One must realize that these programs model nutrient needs of the cow along with the rumen environment and microbes that in turn feed the cow. Thus, providing the rumen bacteria a consistent supply of nutrients is needed and this is where sound feeding management practices are important. Cows need to eat numerous meals throughout the day that are as consistent in composition as possible.
Cows Need Amino Acids Not Protein Dairy cows, like all mammals, require amino acids, not proteins per se, which cells use as building blocks to form proteins needed for body functions, growth, reproduction, and milk production. Thus, diets are formulated to supply these needed amino acids. Of the 20 amino acids found in proteins in an animal’s body, 10 are considered essential; in other words the body cannot make these 10 amino acids from others and they must be absorbed as such by cells in the small intestine from either dietary or microbial protein.
Among these 10 essential amino acids, lysine, methionine, and, under certain conditions, tryptophan are known as limiting amino acids because they may not be supplied naturally in adequate amounts and must be supplemented as a feed additive to correct deficiencies. Corn-based ingredients, such as corn grain, are deficient in lysine and soybean-based products are deficient in methionine. Ration balancing programs calculate the amount of lysine and methionine supplied and allow the user to determine if additional lysine and/or methionine may need to be added to support milk production of a particular group of cows. As we learn more about the role and supply of each essential amino acid, additional amounts of these amino acids and others may need to be added to balanced diets to support an improved performance. Feeds Short Protein- What Can I Do? When deficiencies are found, alternative feedstuffs and/or feed additives can be added to correct the problem and allow for the synthesis of more metabolizable protein to support milk production. By understanding which protein-related fraction is deficient, one can target the use of specific ingredients and feed additives. For example, if a rapidly-degraded nitrogen source is needed, urea could be a cost effective means of providing the needed nitrogen for the rumen bacteria.

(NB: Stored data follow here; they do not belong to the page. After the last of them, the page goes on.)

PR #498, opened 2024-07-23
Implement nil manifest unmarshalling

masih:
Move manifest unmarshalling to a package level function that can correctly unmarshal "null" JSON string as `nil` manifest pointer.

Add tests that assert expected behaviour.


Kubuxu (approved):

Stebalien (approved):
So this isn't for the network protocol, but for the local manifest? Honestly, I'd kind of prefer it if we had a way to pause locally without emptying the manifest.... but I guess this is fine.

PR #500, opened 2024-07-23
Reintroduce manifest pause

masih:
Add the manifest pause flag to explicitly stop the F3 participation of a node. This is a clearer signal compared to nil manifest.


Kubuxu (approved):

f3.go
```diff
@@ -160,7 +156,7 @@ func (m *F3) Start(startCtx context.Context) (_err error) {
 	}
 
 	// Try to get an initial manifest immediately if possible so uses can query it immediately.
-	var pendingManifest *manifest.Manifest
+	var pendingManifest manifest.Manifest
 	select {
 	case pendingManifest = <-m.manifestProvider.ManifestUpdates():
```
Stebalien, line 161: This will leave the manifest uninitialized.  We likely do need to keep the manifest nil in this case, or at least keep some kind of "have manifest" boolean.

f3.go
```diff
@@ -226,7 +214,6 @@ func (m *F3) Start(startCtx context.Context) (_err error) {
 				if err := m.reconfigure(m.runningCtx, pendingManifest); err != nil {
 					return fmt.Errorf("failed to reconfigure F3: %w", err)
 				}
-				pendingManifest = nil
```
Stebalien, line 229: We need to record the fact that we've applied the manifest somehow.

f3.go
```diff
@@ -126,11 +126,7 @@ func (m *F3) GetCert(ctx context.Context, instance uint64) (*certs.FinalityCerti
 
 // Returns the time at which the F3 instance specified by the passed manifest should be started, or
 // 0 if the passed manifest is nil.
-func (m *F3) computeBootstrapDelay(manifest *manifest.Manifest) (time.Duration, error) {
-	if manifest == nil {
-		return 0, nil
-	}
-
+func (m *F3) computeBootstrapDelay(manifest manifest.Manifest) (time.Duration, error) {
```
Stebalien, line 129: We need to return 0 if paused, at the very least

f3.go
```diff
@@ -253,21 +240,22 @@ func (m *F3) reconfigure(ctx context.Context, manif *manifest.Manifest) (_err er
...
 		return nil
 	}
+	// Pause if explicitly paused.
+	if manif.Pause {
+		return nil
+	}
 
 	// If we have a new manifest, reconfigure.
-	if m.manifest == nil || m.manifest.NetworkName != manif.NetworkName {
+	if m.manifest.NetworkName != manif.NetworkName {
```
Stebalien, line 256: I'd move this case up (unset the certificate store if the new manifest name disagrees with the old one.

Kubuxu (approved):

Stebalien (approved):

Correcting deficiencies in protein-related fractions is often possible in contrast to deficiencies in energy. Farmers may not like the additional cost of protein, but changes can be made to allow optimum performance and the greatest return above feed costs.

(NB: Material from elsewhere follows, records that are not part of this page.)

PR #501, opened 2024-07-23
Manifest: Separate sections per subsystem

Stebalien:
Don't embed them all in a single object, it makes it hard to read the encoded JSON.

### DIFF
--- a/manifest/manifest_test.go
+++ b/manifest/manifest_test.go
@@ -27,19 +27,19 @@ var base = manifest.Manifest{
 			PubKey: gpbft.PubKey{1},
 		},
 	},
-	GpbftConfig: manifest.GpbftConfig{
+	Gpbft: manifest.GpbftConfig{
 		Delta:                10,
 		DeltaBackOffExponent: 0.2,
 		MaxLookaheadRounds:   10,
 	},
-	EcConfig: manifest.EcConfig{
-		ECFinality:               900,
+	EC: manifest.EcConfig{
+		Finality:                 900,
 		CommitteeLookback:        5,
-		ECDelayMultiplier:        2.0,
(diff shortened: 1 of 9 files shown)


manifest/manifest_test.go
```diff
@@ -27,19 +27,19 @@ var base = manifest.Manifest{
...
+	Gpbft: manifest.GpbftConfig{
 		Delta:                10,
 		DeltaBackOffExponent: 0.2,
 		MaxLookaheadRounds:   10,
 	},
-	EcConfig: manifest.EcConfig{
-		ECFinality:               900,
+	EC: manifest.EcConfig{
+		Finality:                 900,
 		CommitteeLookback:        5,
```
Stebalien, line 37: Move this into the GPBFT section?

manifest/manifest_test.go
```diff
@@ -27,19 +27,19 @@ var base = manifest.Manifest{
 			PubKey: gpbft.PubKey{1},
 		},
 	},
-	GpbftConfig: manifest.GpbftConfig{
+	Gpbft: manifest.GpbftConfig{
 		Delta:                10,
```
Stebalien, line 31: It would be nice to have a better name.

manifest/manifest_test.go
Kubuxu: Yes

Kubuxu: No

Kubuxu: Hmm, gpbft section gets passed to GPBFT and GPBFT does not care about committee lookback, the lookback is external to it.

Stebalien: I moved it to the root.

Kubuxu (approved):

Accurate and current feed samples are needed so that the most accurate and up-to-date data are used in ration balancing software. One thing to remember, a nitrogen and carbohydrate source needs to be present at the same time to maximize microbial protein, the most cost-effective protein source and thus, amino acid source for a cow.
The take home message here is carbohydrates, which supply energy, may be the limiting nutrient for the rumen bacteria and not protein or nitrogen. A carbohydrate deficiency for the rumen bacteria can occur when lower quality forages or the incorrect type and amount of concentrates are fed. Limitations in a carbohydrate source for the rumen bacteria can create a protein deficiency for the cow even though adequate nitrogen may be present for the bacteria. Thus, returning to my opening statement from Dr. Chase, “Your nutritionist is only as good as your forage”.